**Stored records:**
□ □ □ □ □
PR #1191, opened 2023-08-28
Modernize noexcept specifications

georgthegreat:
As boost::geometry mandates C++14 since 1.75, I assume this can be merged in C++03-incompatible form.

### DIFF
--- a/include/boost/geometry/algorithms/detail/overlay/get_turn_info.hpp
+++ b/include/boost/geometry/algorithms/detail/overlay/get_turn_info.hpp
@@ -46,10 +46,7 @@ public:
         message += method;
     }
 
-    virtual ~turn_info_exception() throw()
-    {}
-
-    virtual char const* what() const throw()
+    virtual char const* What() const noexcept
     {
         return message.c_str();
     }
--- a/include/boost/geometry/algorithms/centroid.hpp
+++ b/include/boost/geometry/algorithms/centroid.hpp
@@ -91,7 +91,7 @@ public:
     \brief Returns the explanatory string.
     \return Pointer to a null-terminated string with explanatory information.
     */
-    virtual char const* what() const throw()
+    virtual char const* what() const noexcept
     {
         return "Boost.Geometry Centroid calculation exception";
     }
--- a/include/boost/geometry/algorithms/detail/has_self_intersections.hpp
+++ b/include/boost/geometry/algorithms/detail/has_self_intersections.hpp
@@ -53,7 +53,7 @@ public:
 
     inline overlay_invalid_input_exception() {}
 
-    virtual char const* what() const throw()
+    virtual char const* what() const noexcept
     {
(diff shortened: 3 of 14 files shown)


barendgehrels (approved):
Looks good to me, indeed C++14 syntax is fine now

barendgehrels:
One thing, @vissarion , is it better to split it into two commits?
One for library code, one for extensions?

include/boost/geometry/algorithms/detail/overlay/get_turn_info.hpp
```diff
@@ -46,10 +46,10 @@ class turn_info_exception : public geometry::exception
         message += method;
     }
 
-    virtual ~turn_info_exception() throw()
+    virtual ~turn_info_exception()
     {}
```
barendgehrels, line 50: We can better remove these constructors and destructors, in most cases we don't define them.

georgthegreat: Maybe we can merge this as is?
I will do the cleanup later on.

barendgehrels: You probably have to change it anyway, because the commit mixes extensions and normal code...
But of course, indeed, we could do the cleanup in a separate PR tool.

georgthegreat: I do not understand the problem with the extensions directory.

Could you, please, explain it to me?

georgthegreat: Btw, it is unclear if these can be removed or defaulted.

This is more like a codestyle consideration.

barendgehrels: Indeed, it is. I think they can all be removed, don’t see what it adds.

About `extensions`: we often merge from develop to master by cherry-picking commits. Master does not contain anything from the `extensions` folder. So then cherry-picking does not work or needs manual editing.

georgthegreat:
I have removed changes in extensions/

awulkiew:
@georgthegreat Since you removed the unneded destructors would you be willing to make some other related improvements as well or would you prefer to merge this as it is?

The improvements I'm thinking about are:
- the removal of unneeded default constructors or making them  `= default` in case their existance is documentation-related
- replacement of `virtual` in `what()` declaration with `override`

georgthegreat:
@awulkiew, I am ok with doing this, but I want this PR merged.
Other improvements are definitely out of scope of this PR.

barendgehrels:
Thanks for splitting it.

georgthegreat:
Let's merge it.

vissarion (approved):
Thanks!

georgthegreat:
@awulkiew, virtual -> override replacement is here:
https://github.com/boostorg/geometry/pull/1198/files

PR #1194, opened 2023-09-01
[strategies] Fix msvc conversion warning in centroid::average

awulkiew:
Msvc complains about the conversion from integer to floating point at some higher warning level.


barendgehrels (approved):
Looks good to me

vissarion (approved):
LGTM, thanks!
□ □ □ □ □
**What the task requires:** Transcribe all of the entries without altering anything.

**The answer:**
PR #1191, opened 2023-08-28
Modernize noexcept specifications

georgthegreat:
As boost::geometry mandates C++14 since 1.75, I assume this can be merged in C++03-incompatible form.

### DIFF
--- a/include/boost/geometry/algorithms/detail/overlay/get_turn_info.hpp
+++ b/include/boost/geometry/algorithms/detail/overlay/get_turn_info.hpp
@@ -46,10 +46,7 @@ public:
         message += method;
     }
 
-    virtual ~turn_info_exception() throw()
-    {}
-
-    virtual char const* what() const throw()
+    virtual char const* What() const noexcept
     {
         return message.c_str();
     }
--- a/include/boost/geometry/algorithms/centroid.hpp
+++ b/include/boost/geometry/algorithms/centroid.hpp
@@ -91,7 +91,7 @@ public:
     \brief Returns the explanatory string.
     \return Pointer to a null-terminated string with explanatory information.
     */
-    virtual char const* what() const throw()
+    virtual char const* what() const noexcept
     {
         return "Boost.Geometry Centroid calculation exception";
     }
--- a/include/boost/geometry/algorithms/detail/has_self_intersections.hpp
+++ b/include/boost/geometry/algorithms/detail/has_self_intersections.hpp
@@ -53,7 +53,7 @@ public:
 
     inline overlay_invalid_input_exception() {}
 
-    virtual char const* what() const throw()
+    virtual char const* what() const noexcept
     {
(diff shortened: 3 of 14 files shown)


barendgehrels (approved):
Looks good to me, indeed C++14 syntax is fine now

barendgehrels:
One thing, @vissarion , is it better to split it into two commits?
One for library code, one for extensions?

include/boost/geometry/algorithms/detail/overlay/get_turn_info.hpp
```diff
@@ -46,10 +46,10 @@ class turn_info_exception : public geometry::exception
         message += method;
     }
 
-    virtual ~turn_info_exception() throw()
+    virtual ~turn_info_exception()
     {}
```
barendgehrels, line 50: We can better remove these constructors and destructors, in most cases we don't define them.

georgthegreat: Maybe we can merge this as is?
I will do the cleanup later on.

barendgehrels: You probably have to change it anyway, because the commit mixes extensions and normal code...
But of course, indeed, we could do the cleanup in a separate PR tool.

georgthegreat: I do not understand the problem with the extensions directory.

Could you, please, explain it to me?

georgthegreat: Btw, it is unclear if these can be removed or defaulted.

This is more like a codestyle consideration.

barendgehrels: Indeed, it is. I think they can all be removed, don’t see what it adds.

About `extensions`: we often merge from develop to master by cherry-picking commits. Master does not contain anything from the `extensions` folder. So then cherry-picking does not work or needs manual editing.

georgthegreat:
I have removed changes in extensions/

awulkiew:
@georgthegreat Since you removed the unneded destructors would you be willing to make some other related improvements as well or would you prefer to merge this as it is?

The improvements I'm thinking about are:
- the removal of unneeded default constructors or making them  `= default` in case their existance is documentation-related
- replacement of `virtual` in `what()` declaration with `override`

georgthegreat:
@awulkiew, I am ok with doing this, but I want this PR merged.
Other improvements are definitely out of scope of this PR.

barendgehrels:
Thanks for splitting it.

georgthegreat:
Let's merge it.

vissarion (approved):
Thanks!

georgthegreat:
@awulkiew, virtual -> override replacement is here:
https://github.com/boostorg/geometry/pull/1198/files

PR #1194, opened 2023-09-01
[strategies] Fix msvc conversion warning in centroid::average

awulkiew:
Msvc complains about the conversion from integer to floating point at some higher warning level.


barendgehrels (approved):
Looks good to me

vissarion (approved):
LGTM, thanks!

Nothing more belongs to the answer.